Task to carry out:
Across the listing below, count the lines holding "zmstone". State the number and nothing more.

-- Opening Marker --

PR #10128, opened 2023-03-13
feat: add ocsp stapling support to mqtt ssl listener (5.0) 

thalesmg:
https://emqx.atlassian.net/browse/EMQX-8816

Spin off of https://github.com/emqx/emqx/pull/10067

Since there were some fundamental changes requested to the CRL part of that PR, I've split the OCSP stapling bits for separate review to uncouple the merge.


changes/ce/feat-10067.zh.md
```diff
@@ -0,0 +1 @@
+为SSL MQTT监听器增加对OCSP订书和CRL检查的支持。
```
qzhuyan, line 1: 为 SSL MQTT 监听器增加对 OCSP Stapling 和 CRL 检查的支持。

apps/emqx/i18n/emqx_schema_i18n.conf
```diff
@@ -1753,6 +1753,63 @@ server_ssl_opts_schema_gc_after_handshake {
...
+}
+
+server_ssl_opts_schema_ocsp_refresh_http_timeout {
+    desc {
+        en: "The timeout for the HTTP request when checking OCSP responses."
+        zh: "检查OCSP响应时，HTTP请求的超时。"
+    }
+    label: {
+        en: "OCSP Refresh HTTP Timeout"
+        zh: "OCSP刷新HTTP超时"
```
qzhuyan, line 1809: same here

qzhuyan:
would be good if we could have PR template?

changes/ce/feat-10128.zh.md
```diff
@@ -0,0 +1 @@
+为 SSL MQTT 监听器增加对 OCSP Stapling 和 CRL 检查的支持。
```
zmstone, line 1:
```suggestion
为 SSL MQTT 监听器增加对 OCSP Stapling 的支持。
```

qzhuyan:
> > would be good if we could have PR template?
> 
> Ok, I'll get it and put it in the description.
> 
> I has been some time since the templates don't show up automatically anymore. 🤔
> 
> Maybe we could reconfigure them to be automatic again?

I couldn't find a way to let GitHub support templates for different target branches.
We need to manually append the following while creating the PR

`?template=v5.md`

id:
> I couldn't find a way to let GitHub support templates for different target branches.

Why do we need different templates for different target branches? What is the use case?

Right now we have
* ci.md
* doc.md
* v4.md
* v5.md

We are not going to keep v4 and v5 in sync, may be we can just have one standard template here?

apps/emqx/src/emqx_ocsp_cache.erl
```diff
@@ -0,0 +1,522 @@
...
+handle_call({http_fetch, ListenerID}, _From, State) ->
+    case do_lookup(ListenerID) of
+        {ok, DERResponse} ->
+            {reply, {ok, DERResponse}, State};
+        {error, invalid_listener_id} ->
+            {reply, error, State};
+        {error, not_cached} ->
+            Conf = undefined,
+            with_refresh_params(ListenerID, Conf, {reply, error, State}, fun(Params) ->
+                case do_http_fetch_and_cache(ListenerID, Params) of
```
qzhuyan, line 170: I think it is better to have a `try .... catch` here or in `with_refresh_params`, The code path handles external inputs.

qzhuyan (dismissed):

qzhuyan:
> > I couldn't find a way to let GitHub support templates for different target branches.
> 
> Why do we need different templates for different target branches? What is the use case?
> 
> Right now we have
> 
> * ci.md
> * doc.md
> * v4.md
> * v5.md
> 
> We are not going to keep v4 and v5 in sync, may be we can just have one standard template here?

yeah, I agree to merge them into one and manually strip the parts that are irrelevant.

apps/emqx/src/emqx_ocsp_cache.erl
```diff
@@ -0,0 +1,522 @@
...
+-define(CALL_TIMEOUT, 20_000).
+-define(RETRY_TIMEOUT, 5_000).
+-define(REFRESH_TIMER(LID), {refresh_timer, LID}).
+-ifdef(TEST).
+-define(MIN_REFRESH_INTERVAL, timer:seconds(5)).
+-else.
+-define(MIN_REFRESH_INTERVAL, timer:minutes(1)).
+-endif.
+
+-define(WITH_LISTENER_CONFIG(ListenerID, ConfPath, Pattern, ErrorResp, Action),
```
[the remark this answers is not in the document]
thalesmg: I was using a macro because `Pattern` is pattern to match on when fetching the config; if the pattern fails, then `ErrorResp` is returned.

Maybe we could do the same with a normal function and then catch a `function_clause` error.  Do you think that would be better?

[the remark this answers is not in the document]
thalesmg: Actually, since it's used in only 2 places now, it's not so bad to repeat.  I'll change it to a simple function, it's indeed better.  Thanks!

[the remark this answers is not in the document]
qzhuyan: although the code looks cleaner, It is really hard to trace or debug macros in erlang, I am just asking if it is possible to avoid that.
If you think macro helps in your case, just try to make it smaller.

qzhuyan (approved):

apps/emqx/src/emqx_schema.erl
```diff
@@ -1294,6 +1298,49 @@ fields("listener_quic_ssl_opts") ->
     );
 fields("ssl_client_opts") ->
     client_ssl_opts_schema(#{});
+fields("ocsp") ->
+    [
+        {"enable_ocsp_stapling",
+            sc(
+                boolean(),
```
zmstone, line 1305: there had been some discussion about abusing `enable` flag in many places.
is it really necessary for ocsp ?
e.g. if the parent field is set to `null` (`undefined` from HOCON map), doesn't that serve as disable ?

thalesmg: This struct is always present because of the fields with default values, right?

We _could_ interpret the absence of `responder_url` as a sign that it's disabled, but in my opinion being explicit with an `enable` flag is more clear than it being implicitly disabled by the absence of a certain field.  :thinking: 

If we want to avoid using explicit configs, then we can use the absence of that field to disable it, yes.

-- Closing Marker --

Finished task:
2